Being named as a defendant in a class action or Private Attorneys General Act (PAGA) lawsuit can be overwhelming, especially for a growing company. However, with planning, a company can minimize the impact of litigation on its existing operations and put forth the best defense. Here are five steps a company can take as part of this planning process, upon being notified of an existing lawsuit.

1. Contact employment counsel.
A lawyer who has experience in employment law and class actions should be contacted as soon as possible. There are certain deadlines that begin to run when a lawsuit is filed, and any delay could adversely affect the company’s defense. If the company does not know of an employment lawyer, a good start is to reach out to trusted advisors for recommendations, such as the company’s corporate lawyer or accountant. Wage and hour litigation, especially in California, is very unique, and it is recommended that the company utilize a lawyer that has experience in this area.

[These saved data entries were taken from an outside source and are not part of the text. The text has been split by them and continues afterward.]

PR #634, opened 2023-04-27
Include authors meta tag

j0hax:
This patch includes a `<meta name="author" ...` tag. If there are multiple authors, their names will be comma-seperated.

### DIFF
--- a/layouts/_default/baseof.html
+++ b/layouts/_default/baseof.html
@@ -16,6 +16,15 @@
     {{ else }}
       <meta name="robots" content="noindex, nofollow">
     {{ end }}
+    {{ with .Params.author | default .Site.Params.author }}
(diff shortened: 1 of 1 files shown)


j0hax:
Hi! According to W3C, `author` is a [standard name](https://html.spec.whatwg.org/dev/semantics.html#standard-metadata-names) for the `<meta>` tag:
> The value must be a free-form string giving the name of one of the page's authors.

More examples from around the web:
- https://webmasters.stackexchange.com/questions/114921/how-should-i-correctly-use-the-meta-name-author-tag
- https://www.ionos.com/digitalguide/websites/web-development/the-most-important-meta-tags-and-their-functions/

I believe that providing machine-readable metadata about the author can improve user experience in e.g. reader views or social share previews.

PR #649, opened 2023-09-15
refactor: use the new twitter (X) logo

Nr18:
Since twitter updated it's logo it makes sense to update it in the theme.


regisphilibert:
The theme is using disk icon with the logo inside... Could you provide something equivalent in size and shape? Thanks.

Nr18:
Graphics is far from my expertise... You want it smaller or in a disk? The GitLab logo isn't in a disk either I noticed...

regisphilibert:
> The GitLab logo isn't in a disk either I noticed...

True, it's not a perfect system, but it still integrates nicely with the other icons. I guess my reluctance to approve this outright is triggered by the size and color of your proposition. 

Capture d’écran, le 2023-12-15 à 13 12 41

Twitter/X is probably on 80% of Ananke sites, so I want to tread lightly.

Thanks for your understanding.

PR #651, opened 2023-09-15
feat: show featured image in summary (when available)

Nr18:
Display the feature image as a preview when displaying a list of pages.

Example can be found here: https://conijn.io/blog/

I do not have a deep understanding of Hugo templating, so might be nicer to create an option to enable it per content type?


regisphilibert:
@budparr this is a design take

PR #655, opened 2023-10-01
Use of .RelPermalink brokes the multilingual host functionality

ricard2k:
https://gohugo.io/content-management/multilingual/#configure-multilingual-multihost

this functionality needs to create the language links with .Permalink


ricard2k:
You can see the patch working in:
https://little-railways.com
https://little-railways.es

regisphilibert (changes requested):
Hi @ricard2k and thank you for this. 

I understand the motivation but I don't think we should enforce `.Permalink` for everyone for such an edge-case.

I'm not sure there is a way to know if the current project is multi host, but if there is, we should test that before using `.Permalink` here rather than `.RelPermalink`.

If this test is not possible then we should add a global boolean setting to the theme `localizationMultiHost`(for example) and test it instead.

Of course the latter would require an addition to the read me.

Thanks a ton!

PR #660, opened 2023-10-24
Access Disqus shortname from canonical location

jmooring:
Prepare for deprecation described [here](https://github.com/gohugoio/hugo/commit/2eca1b3cc1cd03fee40c0abcdc61dab1016c0475).

This is a backwards compatible change.

### DIFF
--- a/layouts/_default/single.html
+++ b/layouts/_default/single.html
@@ -51,7 +51,7 @@
       {{- .Content -}}
       {{- partial "tags.html" . -}}
       <div class="mt6 instapaper_ignoref">
-      {{ if .Site.DisqusShortname }}
+      {{ if .Site.Config.Services.Disqus.Shortname }}
         {{ template "_internal/disqus.html" . }}
       {{ end }}
       {{ if .Site.Params.commentoEnable }}
--- a/README.md
+++ b/README.md
@@ -96,9 +96,16 @@ You may need to delete the line: `themesDir = "../.."`
 
 To enable comments, add following to your config file:
 
-- DISQUS: `disqusShortname = YOURSHORTNAME`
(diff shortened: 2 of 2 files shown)


layouts/_default/single.html
```diff
@@ -51,7 +51,7 @@ <h1 class="f1 athelas mt3 mb1">
       {{- .Content -}}
       {{- partial "tags.html" . -}}
       <div class="mt6 instapaper_ignoref">
-      {{ if .Site.DisqusShortname }}
+      {{ if .Site.Config.Services.Disqus.Shortname }}
```
regisphilibert, line 54: Hi @jmooring and thank you for this! 

I wonder if there is a way to test both values as we'd like the theme to be retro compatible for some months at least.

Maybe just `{{ with .Site.DisqusShortname | or .Site.Config.Services.Disqus.Shortname }}` ?

regisphilibert (changes requested):

layouts/_default/single.html
jmooring: .Site.Config.Services.Disqus.Shortname looks for that config key, falling back to site.DisqusShortname.

jmooring: v0.41
<https://github.com/gohugoio/hugo/commit/4ddcf52ccc7af3e23109ebaac1f0486087a212ba>

`.Site.Config.Services.Disqus.Shortname` falls back to `disqusShortname`
`.Site.Config.Services.GoogleAnalytics.ID` falls back to `googleAnalytics`

and added in v0.55.0...

`.Site.Config.Services.RSS.Limit` falls back to `rssLimit`

Issue #502, opened 2022-01-31
Footer not at bottom when post is short 


rmx90210:
Hello,

Thank you for this lovely theme! I noticed one issue I wanted to surface here. When a post is very short (for example, just a sentence or two), the footer isn't at the bottom. Here is a screenshot of what I'm seeing:

![image](https://user-images.githubusercontent.com/1463553/151744637-dc5a76e0-4d1c-4c78-9403-29ecae4290a4.png)

I think this may be the same issue as #370, which appears to have been closed.

Altonss:
This trick resolved the issue:

```
body{
  min-height: 100vh;
  display: flex;
  flex-direction: column;
}

footer{
  margin-top: auto;
}
```

Altonss:
> Hi @Altonss, Thanks for your code snippet! Would you mind giving some details about where/in which file this code should be?

I added this in a `custom.css` file! I didn't know how if it is possible to modify the tachyon css syntax in the html templates to match this, so I was not able to propose this change in a PR :)
I would be happy to read a solution if anyone has an idea!

t-kimber:
> I added this in a `custom.css` file! I didn't know how if it is possible to modify the tachyon css syntax in the html templates to match this, so I was not able to propose this change in a PR :) I would be happy to read a solution if anyone has an idea!

Wonderful, thanks for your help @Altonss !

Juanpam:
@Altonss I don't want to steal that snippet and make a PR. You should get the credit for that one!

pythoninthegrass:
New-ish to hugo so this took a bit of troubleshooting. Got @Altonss' `custom.css` working with two files:
### `static/css/custom.css`
```css
body {
  min-height: 100vh;
  display: flex;
  flex-direction: column;
}

footer {
  margin-top: auto;
}
```
### `hugo.toml`
```toml
baseURL = 'https://example.org/'
languageCode = 'en-us'
title = 'Hello, World!'
theme = 'ananke'

[params]
custom_css = ["css/custom.css"]
custom_js = ["js/custom.js"]
```
Thanks for posting the workaround!! 🙏

PR #670, opened 2024-01-06
Limit footer to bottom

LageTs:
Hello everyone!

I also discovered what is already topic in https://github.com/theNewDynamic/gohugo-theme-ananke/issues/502 and wanted to fix this problem:

When the content of a page is so small that the full page is smaller than the view-port the footer is not at the bottom.

With those little changes the page will be at least the size of the view-port and the space between content and footer is automatically a fitting margin at the top of the footer.

Same idea was also mentioned by https://github.com/Altonss

### DIFF
--- a/assets/ananke/css/_styles.css
+++ b/assets/ananke/css/_styles.css
@@ -18,3 +18,13 @@
 .nested-links a{
   overflow-wrap: break-word;
 }
+
+body {
+  display: flex;
+  flex-direction: column;
+  min-height: 100vh;
+}
+
+footer {
+  margin-top: auto;
+}


ramiro:
Perhaps worth mentioning is that for this issue to manifest (or at least to increase the chance of this) there should be no `featured_image` defined that pushes the post body to the bottom.

e.g. commenting this out in the example site: https://github.com/theNewDynamic/gohugo-theme-ananke/blob/f34c219436ab1c3b116f8706a521d40c4b8693b9/exampleSite/content/en/_index.md?plain=1#L8

PR #675, opened 2024-01-29
Multilingual support: Add hreflang HTML tags

dogweather:
This implements Google's advice for webmasters: 
* https://developers.google.com/search/docs/specialty/international/localized-versions

I adapted the code from here:
* https://gohugo.io/methods/page/alltranslations/


dogweather:
@regisphilibert Does it look good to you?

Issue #711, opened 2024-09-09
bug: .Site.Social deprecated in Hugo v0.124.0


henry63:
With hugo 0.134, and anake 33fbda0 the file ananke/layouts/partials.social-share.html cause a warning :

    `WARN  deprecated: .Site.Social was deprecated in Hugo v0.124.0 and will be removed in a future release. Use .Site.Params instead.`
This happens even if this code is not present 
   ```
[[params.ananke_socials]]
name = "twitter"
```
This is probably caused by line 6,7,8  of  ananke/layouts/partials.social-share.html
```
{{ with site.Social.twitter }}
  {{ $twitter_href = printf "%s&via=%s" $twitter_href . }}
{{ end }}

```

**Comment by davidsneighbour** [comment]
Hi @henry63. Please have a look at #715 for a quick solution.

- add a `username = "your_twitter_username"` in your Twitter configuration under `params > ananke_socials`
- copy the [full file](https://raw.githubusercontent.com/theNewDynamic/gohugo-theme-ananke/41d183a03456470e3f8f01ff1298e1662fca1ee4/layouts/partials/social-share.html) into `layouts/partials/social-share.html` in your project folder (NOT in the theme folder) to override the current state of the theme.

I might not merge this fix (yet) because the integration of social media profiles should be overhauled, which is a breaking change. I'll update this issue report when there is an update.

**Comment by jmooring** [comment]
Prior to v0.136.0 this emits a warning.
With v0.136.0 this emits an error and fails the build.

**Comment by c0r0n3r** [comment]
Please consider #736

**Comment by davidsneighbour** [comment]
https://github.com/theNewDynamic/gohugo-theme-ananke/milestone/8

It says "due by Oct 20th," and I hope to meet that goal. We are behind with many new features, but deprecations come first, and fixing the overall social media network/icon implementation comes next. With the next release all "deprecated" warnings should be dealt with, and it shouldn't come to errors from then on (if GoHugo doesn't release so many new releases in a week that it overruns us).

**Comment by melroy89** [comment]
Now the build fails: 

```
ERROR deprecated: .Site.Social was deprecated in Hugo v0.124.0 and will be removed in Hugo 0.137.0. Implement taxonomy 'social' or use .Site.Params.Social instead.
Total in 926 ms
Error: error building site: logged 1 error(s)
```

yorffuoj:
[...]

PR #715, opened 2024-09-19
theme(fix): deprecated: .Site.Social

davidsneighbour:
Quick fix for the error "deprecated: .Site.Social" in #711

2. Obtain arbitration agreement (if any) signed by plaintiff, and plaintiff’s personnel file and time records.
If the company has implemented an arbitration agreement, it will be important to determine if the plaintiff has signed it, and if it bars the plaintiff from bringing a class and representative action. If there is a binding arbitration agreement in place, a motion to compel arbitration will likely be one of the first motions filed with the court.

In addition, the personnel file for the named plaintiff will need to be produced at some point in the case, and it should be provided to counsel as soon as possible.  Also, the information in the personnel file will document any performance issues or other possible defenses the company has against the plaintiff’s allegations.

3. Review allegations with counsel to see if the safe harbor provision of the Private Attorney General Act (PAGA) could apply.
With the advice of counsel, there should be a review of both the allegations in the complaint, and if the plaintiff is seeking damages under PAGA, also the PAGA notice sent to the Labor Workforce & Development Agency (“LWDA”). PAGA provides the employer a short window of time (33 days from receiving the PAGA notice) to “cure” any alleged violations. If the employer cures the problems within the time period, the plaintiff cannot recover penalties under PAGA. Whether or not any items need to be cured, and the process for utilizing this safe harbor, should be reviewed closely with counsel.

4. Begin constructing a list of all employees who have worked in similar positions as the plaintiff during the last four years (which is likely the statute of limitations).
In California, the statute of limitations for most wage and hour class actions is four years from the date the complaint is filed. Therefore, the employees who have worked in the same or similar positions as the plaintiff will likely be the group of employees the plaintiff is seeking to represent in the class action. It is important to know how many of these employees there are. For example, if there are too few this could be a defense to class certification.

5. Gather employee handbooks and policies that were in effect during the last four years.
The litigation will likely revolve around what policies the company had in place, and whether the policies were legally compliant. The company’s counsel will have to review these policies and handbooks.